Copy down the listing below exactly, please, including every line.

Exercise data:
──────────────────────────────

Issue #5021, opened 2026-07-25
MOEB Dataset Audit and Refresh


lxer19:
Related to #4842.

## Goal

Audit existing MOEB datasets for benchmark saturation and data-quality
problems, then prioritize confirmed issues for cleaned or harder dataset
versions.

The audit will consider:

- saturation, including whether top models are approaching the metric ceiling;
- exact and near duplicates;
- noisy, incomplete, or inconsistent labels;
- train/test or cross-split overlap;
- trivial examples and modality-specific shortcuts;
- missing, broken, or duplicated media items.

## Initial Scope

I will first review the datasets included in the current MOEB benchmark
families and propose a small, representative set of pilot datasets.

Before running the full audit, I will confirm the initial dataset scope with
the maintainers.

The first pilot should be:

- explicitly included in the MOEB scope;
- reasonably accessible and reproducible;
- supported by enough public model results for saturation analysis;
- representative of at least one current modality or inter-modality task.

### Dataset defects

──────────────────────────────

Result for this exercise:
Issue #5021, opened 2026-07-25
MOEB Dataset Audit and Refresh


lxer19:
Related to #4842.

## Goal

Audit existing MOEB datasets for benchmark saturation and data-quality
problems, then prioritize confirmed issues for cleaned or harder dataset
versions.

The audit will consider:

- saturation, including whether top models are approaching the metric ceiling;
- exact and near duplicates;
- noisy, incomplete, or inconsistent labels;
- train/test or cross-split overlap;
- trivial examples and modality-specific shortcuts;
- missing, broken, or duplicated media items.

## Initial Scope

I will first review the datasets included in the current MOEB benchmark
families and propose a small, representative set of pilot datasets.

Before running the full audit, I will confirm the initial dataset scope with
the maintainers.

The first pilot should be:

- explicitly included in the MOEB scope;
- reasonably accessible and reproducible;
- supported by enough public model results for saturation analysis;
- representative of at least one current modality or inter-modality task.

### Dataset defects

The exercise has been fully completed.